PR #6699, opened 2026-07-22
docs(Modal): a11y audit

lisalupi:
## Type

- Documentation

#### What is expected?
Audit `Modal` accessibility

### DIFF
--- a/packages/ui/src/components/Modal/__stories__/A11y.mdx
+++ b/packages/ui/src/components/Modal/__stories__/A11y.mdx
@@ -1,0 +1,68 @@
+import { Meta } from '@storybook/addon-docs/blocks'
+
+<Meta title="UI/Overlay/Modal/A11y" />
+
+# Modal - Accessibility
+
+## Description
+
+Modal is a dialog component that displays content on top of other page content, commonly used for dialogs with additional information or confirmations. It supports focus trapping, keyboard navigation (Escape to close), and various placements.
+
+## Summary
+
+1. ✅ **Perceivable**: Uses `aria-label` for accessible naming, close button labeled, semantic `<dialog>` element.
+2. ⚠️ **Operable**: Keyboard support (Escape, focus trap) present, but focus management has issues: initial focus on dialog element (not inside), incomplete focus restoration for programmatic modals (with prop `open` without disclosure).
+3. ✅ **Understandable**: Clear labeling via `ariaLabel`, consistent behavior.
+4. ⚠️ **Robust**: Native `<dialog>` provides role, but missing `aria-labelledby` which may be less optimal for modals with visible titles, not using native `showModal()`/`close()` methods. The `preventBodyScroll` prop should be removed as modals should always prevent background scrolling.
+
+## ARIA Pattern
+
+[Dialog (Modal) Pattern](https://www.w3.org/WAI/ARIA/apg/patterns/dialog-modal/)
+
+## Rules
+
+Enforced by the component:
+
+- ✅ [WCAG 2.1.2 - No Keyboard Trap (Level A)](https://www.w3.org/WAI/WCAG22/Understanding/no-keyboard-trap.html) - Focus trap via `handleFocusTrap`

The problem: When you reach the end of the data, write every line out again verbatim.

Output of the task:
PR #6699, opened 2026-07-22
docs(Modal): a11y audit

lisalupi:
## Type

- Documentation

#### What is expected?
Audit `Modal` accessibility

### DIFF
--- a/packages/ui/src/components/Modal/__stories__/A11y.mdx
+++ b/packages/ui/src/components/Modal/__stories__/A11y.mdx
@@ -1,0 +1,68 @@
+import { Meta } from '@storybook/addon-docs/blocks'
+
+<Meta title="UI/Overlay/Modal/A11y" />
+
+# Modal - Accessibility
+
+## Description
+
+Modal is a dialog component that displays content on top of other page content, commonly used for dialogs with additional information or confirmations. It supports focus trapping, keyboard navigation (Escape to close), and various placements.
+
+## Summary
+
+1. ✅ **Perceivable**: Uses `aria-label` for accessible naming, close button labeled, semantic `<dialog>` element.
+2. ⚠️ **Operable**: Keyboard support (Escape, focus trap) present, but focus management has issues: initial focus on dialog element (not inside), incomplete focus restoration for programmatic modals (with prop `open` without disclosure).
+3. ✅ **Understandable**: Clear labeling via `ariaLabel`, consistent behavior.
+4. ⚠️ **Robust**: Native `<dialog>` provides role, but missing `aria-labelledby` which may be less optimal for modals with visible titles, not using native `showModal()`/`close()` methods. The `preventBodyScroll` prop should be removed as modals should always prevent background scrolling.
+
+## ARIA Pattern
+
+[Dialog (Modal) Pattern](https://www.w3.org/WAI/ARIA/apg/patterns/dialog-modal/)
+
+## Rules
+
+Enforced by the component:
+
+- ✅ [WCAG 2.1.2 - No Keyboard Trap (Level A)](https://www.w3.org/WAI/WCAG22/Understanding/no-keyboard-trap.html) - Focus trap via `handleFocusTrap`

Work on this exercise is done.